So I started writing up a blog post on how rational function integration works, but Ondrej wants a blog post every week by the end of I don’t think I would do it justice by rushing to finish it now (read: I’m to lazy to do it). So instead, I’ll just give a short post (if that’s possible for me) on what I have been doing this week.
I finished up writing doctests for the polynomials module for now (see issue 1949), so now this week I started looking at the integrator. In particular, I went through each of the 40 issues with the Integration label and added them to a test file that I can monitor throughout the summer to see my progress. It is the test_failing_integrals.py file in my Integration branch, where all my work will be going for the foreseeable future. So if you want to follow my work, follow that branch. Here are some observations from those issues:
– integrate() can’t handle almost all algebraic integrals (functions with square roots, etc.). It can handle the derivative of arcsin and arcsinh because of special code in heurisch.py, but that’s about it. Before I can do any work on the Algebraic Risch Algorithm, I will need to implement the transcendental algorithm, so I think my temporary solution for this may be to add pattern matching heuristics for some of the more common algebraic integrals (anyone know a good integral table?).
– I figured out why integrate hangs forever with some integrals, such as the one in issue 1441. Here is, in a nutshell, how the Heuristic Risch algorithm works: Take the integrand and split it into components.
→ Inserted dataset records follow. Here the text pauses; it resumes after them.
PR #2208, opened 2022-10-20
[WNMGDS-1940] Changing Choice wrapper max-width

forrestbaer:
## Summary

- Updated choice wrapper max width to use `$measure-wide` which is `80ex` (https://design.cms.gov/utilities/text/measure)

## Feedback requested

Should this also apply to `Autocomplete`'s `ds-c-autocomplete` and `TextField`'s `ds-c-field` or do those remain constrained by the `$form__max-width` of `470px`?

For example, the components of x*cos(x)*sin(x)**2 are [x, cos(x), sin(x)]. Replace each of these components with a dummy variable, so if x = x0, cos(x) = x1, and sin(x) = x2, then the integrand is x0*x1*x2**2. Also, compute the derivative of each component in terms of the dummy variables. So the derivatives of [x0, x1, x2] are [1, -x2, 2*x1*x2]. Then, using these, perform some magic to create some rational functions out of the component dummy variables. Then, create a candidate integral with a bunch of unknowns [A1, A2, …], which will be rational numbers, and a multinomial of the An’s and the xn’s that should equal 0 if the candidate integral is correct. Then, because the xn’s are not 0, and there is also some algebraic independence, you have the the An coefficients of each term must equal 0. So you get a system of linear equations in the An’s. You then solve these equations, and plug the values of the An’s into the candidate integral to give you the solution, or, if the system is inconsistent, then if cannot find a solution, possibly because there is no elementary one.
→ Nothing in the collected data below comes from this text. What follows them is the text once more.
PR #2209, opened 2022-10-20
[WNMGDS-1952] Adding underline attribute when a ghost button is an href

forrestbaer:
## Summary

- `Ghost` buttons were not previously getting an underline when they were created with an `href` prop.
- Added style override for ghost buttons which are links to ensure they get that underline.

## How to test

Well, that over simplifies a lot of things, but the point I want to make is that the integral from issue 1441 creates a system of ~600 linear equations in ~450 variables, and solving that equation is what causes the integration to hang. Also, as Mateusz, my mentor and the one who wrote the current integration implementation, pointed out, quite a bit of time is spent in the heurisch algorithm doing expansion on large Basic polynomials. When I say Basic polynomials, I mean that they are SymPy expressions, instead of Poly instances. Using Poly should speed things up quite a bit, so my next move will be to convert heurisch() into using Poly wherever applicable.
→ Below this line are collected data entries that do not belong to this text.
PR #2210, opened 2022-10-20
[WNMGDS-1246] updating focus-trap-react dep and tooltip component

forrestbaer:
## Summary

- Tooltip is the only component still using `react-focus-trap`
- This upgrades `@cmsgov/design-system` dependency for `react-focus-trap` and it's version of `prop-types` as required to resolve dependency warnings after upgrading to React 17
- Added a `fallbackFocus` option to react focus trap as required by the updated API. The functionality remains the same as far as I can see in my testing.

## How to test

1. `yarn install && yarn build && yarn test:unit`

## Checklist


pwolfert (approved):
I can't break it! 🎉

PR #2211, opened 2022-10-20
[no-ticket] addition of yarn clean npm scripts

forrestbaer:
## Summary

- Adds a simple way to clean up `node_modules` folders recursively and doc site `.cache` folder when you run into a situation where that's necessary

## How to test

1. `yarn clean && yarn install` 🧼 🚿


pwolfert (approved):
Nice idea 👍 handy!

– There were a few bugs in the rational integration, which I fixed in my branch. The problem was in rational integrals with symbolic coefficients. Because the new polys are able to create polynomials using any expression as a generator, not just symbols, things like Poly(sin(y)*x, x) creates Poly(sin(y)*x, x, domain=’ZZ[sin(y)]’). But using the polynomial ring or fraction field creates problems with some things like division, whereas we really only want the domain to be EX (expression domain) in this case. So this was not too difficult to fix, and you can see the fix in my integration branch.
– Some integrals will require some good implementation of special functions such as the hypergeometric function to work. Sometimes, you don’t want to know what the non-elementary integral looks like, but you just want to calculate a definite integral. The solution here is to use Meijer-G functions, which are on the list of things to possibly do at the end of the summer if I have time.
– Another bug that I plan on fixing (I haven’t done it yet, but I know how to do it and it will be trivial), is this (issue 1888):
In : print integrate(f(x).diff(x)**2, x)
2*D(f(x), x)*f(x)/3 – 2*x*D(f(x), x, x)*f(x)/3 + x*D(f(x), x)**2/3
The problem is in the step where it computes the derivative of the components, it tries to compute the derivative of f(x).diff(x) in terms of a dummy variable, but it reduces to 0 because diff(x2, x) == 0. Thus, it treats f(x).diff(x) like something that has a 0 third derivative, i.e., x**2.
Well that’s it. I knew I couldn’t make a short blog post :). If you want to help, I have three branches that need review (1, 2, 3), and except for the last one, my work is based on top of the other two, so none of my integration work can be pushed in until those two reviewed positively.